I'm new to python but not to programming in general. This is my first project beyond the basics.

I was wondering if I could get some feedback on the code in general, in particular on any bad Java/C++ habits I might be dragging along.

I have some specific questions regarding performance of numpy's array vs. lists. As you can see from this diff, I have rewritten some of the code to use the array class, which seems more "pythonic" (code seems to read better) but I find that it is sometimes almost twice as slow.
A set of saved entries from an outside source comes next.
PR #3615, opened 2025-04-28
Change BFT Sync to process block responses as expected

kaimast:
## Motivation

Stress testing revealed an error in the recent changes to block synchronization. When validators fall behind they do not sync block properly. Meaning, the sync blocks like clients, and do not add the contained certificates to the BFT module.

This PR provides a fix for that by modifying `Sync::advance_with_sync_blocks` and adds more documentation to the `Sync` and `BlockSync` structs.

It also renames two functions to make their functionality clearer:
* `Sync::sync_storage_with_blocks` was changed to `Sync::try_advancing_block_synchronization` to make it obvious that this is the validator version of `BlockSync::try_advancing_block_synchronization`.
* `Sync::try_block_sync` was changed to `Sync::issue_block_requests` because it only create and sends them, but does not process any block responses.

Finally, the PR adds function `Sync::try_block_sync` was added that encapsulates a full iteration of a validator's block synchronization. This function is invoked manually in some unit tests (mostly in `Primary`'s tests). 

## Test Plan

We will run more stress tests before merging this into staging (thanks to @kpandl for doing most of the work here).

## Related PRs

#3543 introduced the bug that this PR fixes.

### DIFF
--- a/node/bft/src/sync/mod.rs
+++ b/node/bft/src/sync/mod.rs
@@ -121,9 +121,14 @@ impl<N: Network> Sync<N> {
         self.sync_storage_with_ledger_at_bootup().await
     }
 
-    /// Performs one iteration of the block synchronization.
+    /// Issues new requests for blocks, if needed.
+    ///
+    /// Additionally, this function removes obsolete and timed out block requests,
+    /// and disconnects/bans unresponsive peers.
+    ///
+    /// Responses to block requests will eventually be processed by `Self::try_advancing_block_synchronization`.
     #[inline]
-    pub async fn try_block_sync(&self) {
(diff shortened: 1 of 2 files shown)


raychu86:
Changes make sense, as we do not want the validator nodes to call the sync functions of the internal `block_sync`, but rather use higher level wrapper logic.

Couple questions:
1. Is renaming `sync_storage_with_blocks` really more clear? There is now two instances of `try_advancing_block_synchronization` and they can't be clearly identified between validator and client impls without reading the documentation directly. The name doesn't really provide context that it is for validators.
2. Is there a way for us to prevent future mistakes of calling the internal `block_sync` functions if we are on the validator level?

PR #3617, opened 2025-04-29
[Fix] Fix quorum check for round advancement.

acoglio:
When deciding whether to advance from round `R` to `R+1`, this must check whether a quorum of certificates exists at round `R`, not `R+1`.

This is just one of several ways in which a validator can advance its round, which is why this issue may have been "masked".

### DIFF
--- a/node/bft/src/primary.rs
+++ b/node/bft/src/primary.rs
@@ -1360,24 +1360,27 @@ impl<N: Network> Primary<N> {
                     continue;
                 }
                 // Attempt to increment to the next round.
-                let next_round = self_.current_round().saturating_add(1);
+                let current_round = self_.current_round();
+                let next_round = current_round.saturating_add(1);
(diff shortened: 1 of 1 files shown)


kaimast:
This looks fine. However, I think when finding potential bugs in the consensus layer, there should be an actual unit/integration test that fails before the fix. 

Have you thought about if/how this could be tested?

kaimast (approved):

kaimast:
I am approving the PR. We will think about how to improve testing for primary's state in the future.

kaimast:
@raychu86 do you want to take another look before I merge this?

raychu86 (approved):
Would like be able to test these properties more concretely, but this seems correct.

I believe the previous logic was safe due to the BFT properties, but didn't fully assist in maintaining the liveness because of the off-by-one.

PR #3619, opened 2025-04-30
Label tmux windows in devnet as validators or clients

kaimast:
## Overview
This PR labels the tmux windows spawned by `devnet.sh` more clearly. Each validator spawns in a window labeled `validator-i` (where i is its index) and each client in a window labeled `client-i`.

The change makes it a little easier to figure out which windows run validators, not clients. The labels are also identical to the files in which each node's log is stored.

Finally, the PR also makes log verbosity a constant, so you can change it (albeit only by modifying the file) to increase log output when you are debugging.

## Test Plan
`devnet.sh` is only used for local development and not in production. CI also has its own devnet script at `.circle/devnet_ci.sh`.
So, I ran the script locally and verified it works as expected, which should be sufficient for a change like this.

### DIFF
--- a/devnet.sh
+++ b/devnet.sh
@@ -20,13 +20,16 @@ build_binary=${build_binary:-y}
 read -p "Do you want to clear the existing ledger history? (y/n, default: n): " clear_ledger
 clear_ledger=${clear_ledger:-n}
 
+# Log verbosity is set to 1 (DEBUG) by default.
+verbosity=1
+
 if [[ $build_binary == "y" ]]; then
   # Ask the user if they want to enable validator telemetry
   read -p "Do you want to enable validator telemetry? (y/n, default: y): " enable_telemetry
   enable_telemetry=${enable_telemetry:-y}
 
   # Build command
-  build_cmd="cargo install --locked --path ."
+  build_cmd="cargo install --locked --path . --offline --debug"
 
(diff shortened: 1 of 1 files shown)


devnet.sh
```diff
@@ -20,13 +20,16 @@ build_binary=${build_binary:-y}
...
+verbosity=1
+
 if [[ $build_binary == "y" ]]; then
   # Ask the user if they want to enable validator telemetry
   read -p "Do you want to enable validator telemetry? (y/n, default: y): " enable_telemetry
   enable_telemetry=${enable_telemetry:-y}
 
   # Build command
-  build_cmd="cargo install --locked --path ."
+  build_cmd="cargo install --locked --path . --offline --debug"
```
vicsn: Can the offline option be an issue if you don't have any of the crates downloaded yet?

niklaslong: @kaimast I think we should remove both of these new options:
- running with `--debug` will make everything much less performant (especially as VM crypto is involved), not an ideal default. 
- running with `--offline` can cause issues if dependencies are not cached by the user.

kaimast: Good catch. I added them to speed up compilation and forgot to remove them.

niklaslong (approved):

Is this an inevitable performance hit for the abstraction, or am I doing something obviously wrong?

To get a proper working copy of the code:

git clone git://github.com/hemmer/pyDLA.git


And to checkout the array version use (afterwards):

git checkout numpyarray_slow


Any advice, however small, is greatly appreciated!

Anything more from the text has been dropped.